* _Work task_: Output every entry below exactly as it is written.

Dataset entries:
--------------------
Issue #432, opened 2022-01-17
Attempt to recompress iCCP, zTXt, and iTXt


gsnedders:
These are all also deflated chunks, and as such it's probably worthwhile trying to recompress these with whatever compressor is in use.

TPS:
Perhaps also judicious conversion of `tEXt`→`iTXt`→`zTXt` _before_ recompression to minimize input text representation?

Of course, that's assuming any of these chunks need to stay @ all.

gsnedders:
The motivating thing here was iCCP, given that is preserved by `--strip safe`, with its implications on rendering. But by the point I filed the issue, it seemed like I may as well include all other compressed chunks given once you've done one, you may as well do them all.

andrews05:
iCCP recompression has been added now. The best way to minimise text chunks is with `--strip` 😅

PR #482, opened 2022-12-23
Raw API

### LINKED ISSUE #376: An API to compress raw image data?
Right now, in Squoosh, OxiPNG is the only codec where we need to encode the raw image data we already have (RGBA) into PNG with browser API, only to pass to OxiPNG, which will decompress it back.

I wonder if there could be a way to expose an API that would accept raw RGBA byte array and try to compress that directly. This could make it both faster and smaller by excluding the decoder from the process.

andrews05:
This is a proposal for a raw API, as discussed in #376.

```rust
pub struct RawImage {
    /// Construct a new raw image definition
    ///
    /// * `width` - The width of the image in pixels
    /// * `height` - The height of the image in pixels
    /// * `color_type` - The color type of the image
    /// * `bit_depth` - The bit depth of the image
    /// * `data` - The raw pixel data of the image
    pub fn new(
        width: u32,
        height: u32,
        color_type: ColorType,
        bit_depth: BitDepth,
        data: Vec<u8>,
    ) -> Result<Self, PngError>

    /// Add a png chunk, such as "iTXt", to be included in the output
    pub fn add_png_chunk(&mut self, chunk_type: [u8; 4], data: Vec<u8>)

    /// Add an ICC profile for the image
    pub fn add_icc_profile(&mut self, data: &[u8])

    /// Create an optimized png from the raw image data using the options provided
    pub fn create_optimized_png(&self, opts: &Options) -> PngResult<Vec<u8>>
}
```
(Closes #376)


andrews05:
@Zerowalker I was hoping to get feedback/input from people wanting to use it to see whether the implementation is actually suitable. Do you have any thoughts?

Zerowalker:
> @Zerowalker I was hoping to get feedback/input from people wanting to use it to see whether the implementation is actually suitable. Do you have any thoughts?

Ah.

hmm, is the raw data expected to be an empty `PngImage` with the `data` part set?
I would generally expect a raw image function to ask for the raw data, width, height and bit depth.
So i find that part a bit odd, but perhaps i'm missing something?

andrews05:
@Zerowalker
I was thinking for maximum flexibility it would be best for the input to be a `PngImage`, with at least the `data` and `ihdr` set. This way the input can be any colour type, including indexed (by setting the `palette`), and can include any additional headers desired such as iCCP etc.

AlexTMjugador:
I've just noticed this PR exists, and a project I maintain could benefit from this change, as it also encodes intermediate images generated by `imagequant` and other optimization techniques to PNG, only for them to be decompressed back by `oxipng`.

I'll give these changes a shot and let you know my thoughts about its API as an user :heart:

src/lib.rs
```diff
@@ -448,6 +448,30 @@ pub fn optimize_from_memory(data: &[u8], opts: &Options) -> PngResult<Vec<u8>> {
...
+        return Err(PngError::new(&format!(
+            "Data length {} does not match the expected length {}",
+            raw.data.len(),
+            expected_len
+        )));
+    }
+
+    let deadline = Arc::new(Deadline::new(opts.timeout));
+
+    if let Some(png) = optimize_raw(Arc::new(raw), opts, deadline, None) {
```
AlexTMjugador, line 468: Regarding your question about making `optimize_from_raw` take `PngImage` by reference, I don't think we should do that. Like `Box`es, `Arc`s own the data they point to, and you can't own a reference, so you would have to clone the image. Therefore, even if such a refactor can be done without throwing ergonomics out the window, I think it's out of scope for this PR.

Instead, I propose refactoring `optimize_from_raw` to generically take anything that can be converted to an `Arc<PngImage>`:

```suggestion
pub fn optimize_from_raw<T: Into<Arc<PngImage>>>(raw: T, opts: &Options) -> PngResult<Vec<u8>> {
    info!("Processing from raw image data");

    let raw = raw.into();

    let bpp = (raw.ihdr.bit_depth.as_u8() * raw.channels_per_pixel()) as usize;
    let row_bytes = (bpp * raw.ihdr.width as usize + 7) / 8;
    let expected_len = row_bytes * raw.ihdr.height as usize;
    if raw.data.len() != expected_len {
        return Err(PngError::new(&format!(
            "Data length {} does not match the expected length {}",
            raw.data.len(),
            expected_len
        )));
    }

    let deadline = Arc::new(Deadline::new(opts.timeout));

    if let Some(png) = optimize_raw(raw, opts, deadline, None) {
```

This refactor is relatively simple in comparison, and allows client code to avoid cloning the `PngImage` if it already has it inside an `Arc`, which is likely to be a common case.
--------------------
* _Problem solution_:
Issue #432, opened 2022-01-17
Attempt to recompress iCCP, zTXt, and iTXt


gsnedders:
These are all also deflated chunks, and as such it's probably worthwhile trying to recompress these with whatever compressor is in use.

TPS:
Perhaps also judicious conversion of `tEXt`→`iTXt`→`zTXt` _before_ recompression to minimize input text representation?

Of course, that's assuming any of these chunks need to stay @ all.

gsnedders:
The motivating thing here was iCCP, given that is preserved by `--strip safe`, with its implications on rendering. But by the point I filed the issue, it seemed like I may as well include all other compressed chunks given once you've done one, you may as well do them all.

andrews05:
iCCP recompression has been added now. The best way to minimise text chunks is with `--strip` 😅

PR #482, opened 2022-12-23
Raw API

### LINKED ISSUE #376: An API to compress raw image data?
Right now, in Squoosh, OxiPNG is the only codec where we need to encode the raw image data we already have (RGBA) into PNG with browser API, only to pass to OxiPNG, which will decompress it back.

I wonder if there could be a way to expose an API that would accept raw RGBA byte array and try to compress that directly. This could make it both faster and smaller by excluding the decoder from the process.

andrews05:
This is a proposal for a raw API, as discussed in #376.

```rust
pub struct RawImage {
    /// Construct a new raw image definition
    ///
    /// * `width` - The width of the image in pixels
    /// * `height` - The height of the image in pixels
    /// * `color_type` - The color type of the image
    /// * `bit_depth` - The bit depth of the image
    /// * `data` - The raw pixel data of the image
    pub fn new(
        width: u32,
        height: u32,
        color_type: ColorType,
        bit_depth: BitDepth,
        data: Vec<u8>,
    ) -> Result<Self, PngError>

    /// Add a png chunk, such as "iTXt", to be included in the output
    pub fn add_png_chunk(&mut self, chunk_type: [u8; 4], data: Vec<u8>)

    /// Add an ICC profile for the image
    pub fn add_icc_profile(&mut self, data: &[u8])

    /// Create an optimized png from the raw image data using the options provided
    pub fn create_optimized_png(&self, opts: &Options) -> PngResult<Vec<u8>>
}
```
(Closes #376)


andrews05:
@Zerowalker I was hoping to get feedback/input from people wanting to use it to see whether the implementation is actually suitable. Do you have any thoughts?

Zerowalker:
> @Zerowalker I was hoping to get feedback/input from people wanting to use it to see whether the implementation is actually suitable. Do you have any thoughts?

Ah.

hmm, is the raw data expected to be an empty `PngImage` with the `data` part set?
I would generally expect a raw image function to ask for the raw data, width, height and bit depth.
So i find that part a bit odd, but perhaps i'm missing something?

andrews05:
@Zerowalker
I was thinking for maximum flexibility it would be best for the input to be a `PngImage`, with at least the `data` and `ihdr` set. This way the input can be any colour type, including indexed (by setting the `palette`), and can include any additional headers desired such as iCCP etc.

AlexTMjugador:
I've just noticed this PR exists, and a project I maintain could benefit from this change, as it also encodes intermediate images generated by `imagequant` and other optimization techniques to PNG, only for them to be decompressed back by `oxipng`.

I'll give these changes a shot and let you know my thoughts about its API as an user :heart:

src/lib.rs
```diff
@@ -448,6 +448,30 @@ pub fn optimize_from_memory(data: &[u8], opts: &Options) -> PngResult<Vec<u8>> {
...
+        return Err(PngError::new(&format!(
+            "Data length {} does not match the expected length {}",
+            raw.data.len(),
+            expected_len
+        )));
+    }
+
+    let deadline = Arc::new(Deadline::new(opts.timeout));
+
+    if let Some(png) = optimize_raw(Arc::new(raw), opts, deadline, None) {
```
AlexTMjugador, line 468: Regarding your question about making `optimize_from_raw` take `PngImage` by reference, I don't think we should do that. Like `Box`es, `Arc`s own the data they point to, and you can't own a reference, so you would have to clone the image. Therefore, even if such a refactor can be done without throwing ergonomics out the window, I think it's out of scope for this PR.

Instead, I propose refactoring `optimize_from_raw` to generically take anything that can be converted to an `Arc<PngImage>`:

```suggestion
pub fn optimize_from_raw<T: Into<Arc<PngImage>>>(raw: T, opts: &Options) -> PngResult<Vec<u8>> {
    info!("Processing from raw image data");

    let raw = raw.into();

    let bpp = (raw.ihdr.bit_depth.as_u8() * raw.channels_per_pixel()) as usize;
    let row_bytes = (bpp * raw.ihdr.width as usize + 7) / 8;
    let expected_len = row_bytes * raw.ihdr.height as usize;
    if raw.data.len() != expected_len {
        return Err(PngError::new(&format!(
            "Data length {} does not match the expected length {}",
            raw.data.len(),
            expected_len
        )));
    }

    let deadline = Arc::new(Deadline::new(opts.timeout));

    if let Some(png) = optimize_raw(raw, opts, deadline, None) {
```

This refactor is relatively simple in comparison, and allows client code to avoid cloning the `PngImage` if it already has it inside an `Arc`, which is likely to be a common case.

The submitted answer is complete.